Logistics News, Port News

Oxford report reveals multi-billion dollar risk affecting ports

A combination of external pressures and weather patterns is potentially causing global ports billions of dollars according to the Oxford report

The latest report from Oxford’s Environmental Change Institute suggests more than $122 billion of economic activity, including $81 billion in international trade, is at risk at the world’s ports courtesy of extreme climate events.

According to the paper in Nature Climate Change, systemic impacts – those risks faced due to knock-on effects within global shipping, trade and supply chains network – will hit ports and economies around the world, even if the local ports are not directly affected by extreme events.

In fact, according to the study, some $81 billion per year maritime trade is at-risk, around 60 per cent of which is because of cross-border knock-on effects; those outside a country’s own jurisdiction.  

Parts of northern Europe, the western United States, Southern Australia, the Middle East and West Africa are particularly expected to feel such effects, mainly because of dependencies on East Asian ports. This is important because the risks faced as a result of foreign dependencies on ports are often overlooked. This became dramatically visible when Ukraine grain ports suddenly closed due to the Russian invasion, and it all has a flow-on impact on Australia’s ports.

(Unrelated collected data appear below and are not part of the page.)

PR #225, opened 2026-06-05
Add safe downcasts from Shape to Wire/Face/Solid

torusJKL:
Shape already has upcasts via From<Wire/Face/Solid> for Shape, but no safe way to go the other direction.

The macro assumes every subshape type follows:
- `TopoDS::$TYPE`, OCCT's static downcast function (e.g. TopoDS::Wire, TopoDS::Face)
- `ShapeType::$TYPE`, the type discriminator in the Rust enum (e.g. ShapeType::Wire, ShapeType::Face)
- `from_<snake_case_type>`, the pub(crate) constructor (e.g. Wire::from_wire, Face::from_face)
- `as_<snake_case_type>` / `expect_<snake_case_type>`, the generated downcast methods

Out of 7 subshapes Vertex is the odd one out, it only has `Vertex::new(point)`, so the macro would fail with a "method not found" error.

Optionally a `pub(crate) fn from_vertex` would make Vertex compatible.

### DIFF
--- a/Cargo.lock
+++ b/Cargo.lock
@@ -2199,6 +2199,7 @@ dependencies = [
  "glam 0.24.2",
  "kicad-parser",
  "opencascade-sys",
+ "paste",
  "thiserror 1.0.64",
 ]
 
--- a/crates/opencascade/Cargo.toml
+++ b/crates/opencascade/Cargo.toml
@@ -12,6 +12,7 @@ cxx = "1"
 opencascade-sys = { version = "0.2", path = "../opencascade-sys" }
 glam = { version = "0.24", features = ["bytemuck"] }
 kicad-parser = { path = "../kicad-parser" }
+paste = "1"
 thiserror = "1"
 
 [features]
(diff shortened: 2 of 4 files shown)


bschwind (commented):
This makes sense! Would it be alright if we add these without a macro though? I think it would be justified if there were dozens of types to convert between, but we just have a few. It will be slight repetition but I think it's more straightforward to read.

torusJKL:
@bschwind since this is only for 3 types the code duplication is indeed not much.
Maybe a macro could become interesting should there be more types in the future.

Please feel free to squash the commits if you like the direct implementations without the macro more.

bschwind:
Yeah it's close to the threshold of abstracting it to a macro, but the code as it is now is more straightforward to read and easier for tools to find (in my opinion, at least).

I squash all commits from PRs into `main` so that will happen either way. Thanks again!

bschwind (approved):

PR #226, opened 2026-06-07
write multiple shapes to one STEP file

torusJKL:
OCCT can write multiple shapes as individual items to a single step file.
The current write_step method only accepts a single shape.

This change includes:
- Add write_all_step to transfers multiple shapes to a single step writer
- Refactor write_step to delegate to write_all_step
- Add StepWriteNoShapes error for empty input (OCCT does not write empty step files and silently fails)
- Add StepWriteTransferFailed error to distinguish transfer failures


bschwind (approved):
LGTM, thanks!

torusJKL:
Thanks for merging!

PR #227, opened 2026-06-24
Expose BRepBuilderAPI_MakeFace::Add for faces with holes

torusJKL:
Enabling creation of faces with cutouts (regular cut boolean does not work with coplanar faces).
Takes an outer wire and a slice of hole wires and crates a new face.


bschwind (approved):
LGTM, nice!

When the spill-over disruptions to dependent ports, trade flows, global supply-chains are taken into account, this adds up to a total potential at-risk cost of atleast $122 billion of economic activity – say the researchers. 

“This clearly highlights the importance of quantifying these so-called systemic risks, as only looking at localised damage to infrastructure can hide the wider economic losses that could materialise during extreme events,” the paper’s lead author Dr Jasper Verschuur says.

The paper calls on countries to consider regulation to mitigate potential impacts of climate extremes, the research team suggests identifying alternative trading routes or partners and improving the resilience of port systems to such shocks.

A previous analysis by the same researchers already revealed that physical damages to ports from storms, floods and other climatic extremes can add up to almost 8 billion USD of losses each year to global ports.